◆ Exercise description
Which lines below contain "None"? Pull them out.

Records from a data source
PR #217, opened 2018-11-30
tf.range

nbcsm:
support tf.range using loop op

### DIFF
--- a/tf2onnx/tfonnx.py
+++ b/tf2onnx/tfonnx.py
@@ -194,7 +194,7 @@ def identity_op(ctx, node, name, args):
             for i, parent_name in enumerate(n.input):
                 if parent_name == output_name:
                     n.input[i] = input_name
-        if not ctx.is_model_output(output_name):
+        if not output_name in ctx.output_names:
             return None
 
     ctx.copy_shape(node.input[0], node.output[0])
@@ -203,6 +203,8 @@ def identity_op(ctx, node, name, args):
 
 def range_op(ctx, node, name, args):
     """Range."""
+    # T range = Range(T start, T limit, T delta)
+    # V v_final_and_scan_outputs = Loop(int64 M, B cond, V v_initial)
     start_node = node.inputs[0]
     limit_node = node.inputs[1]
     delta_node = node.inputs[2]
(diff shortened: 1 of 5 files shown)


tf2onnx/tfonnx.py
```diff
@@ -185,14 +185,16 @@ def direct_op(ctx, node, name, args):
...
-        # if identity has a const as input, remove it
+        # if identity has a const as input, remove it if it is not an model output
         input_name = node.input[0]
         output_name = node.output[0]
         for n in ctx.get_nodes():
             for i, parent_name in enumerate(n.input):
                 if parent_name == output_name:
                     n.input[i] = input_name
-        return None
+        if not ctx.is_model_output(node.name):
```
pengwa: shall we just use node.output[0] in ctx.output_names?

tf2onnx/tfonnx.py
```diff
@@ -185,18 +187,105 @@ def direct_op(ctx, node, name, args):
...
-        return None
+        if not ctx.is_model_output(output_name):
+            return None
+
     ctx.copy_shape(node.input[0], node.output[0])
     return node
 
 
+def range_op(ctx, node, name, args):
+    """Range."""
```
pengwa: list Range signature like this? 

    # T output = Select(bool condition, T x, T y)
    # V v_final_and_scan_outputs = Loop(int64 M, B cond, V v_initial)

tf2onnx/tfonnx.py
```diff
@@ -185,18 +187,105 @@ def direct_op(ctx, node, name, args):
...
+
+    nodes = []
+
+    start_name = start_node.output[0]
+    limit_name = limit_node.output[0]
+    delta_name = delta_node.output[0]
+
+    # trip_count
+    diff_name = "{}_diff".format(base_name)
+    nodes.append(Node(helper.make_node("Sub", [limit_name, start_name], [diff_name], name=diff_name), ctx))
```
pengwa: for output id, usually we use port_name(diff_name)

tf2onnx/tfonnx.py
```diff
@@ -1591,6 +1680,7 @@ def mknode(op_type, inputs, opname, **kwargs):
     "RandomUniform": (direct_op, []),
     "RandomNormalLike": (direct_op, []),
     "RandomUniformLike": (direct_op, []),
+    "Range": (range_op, []),
```
pengwa: add into opset 7?

tf2onnx/tfonnx.py
nbcsm: sure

◆ Solution to this problem
             return None
-        return None
-        return None
+            return None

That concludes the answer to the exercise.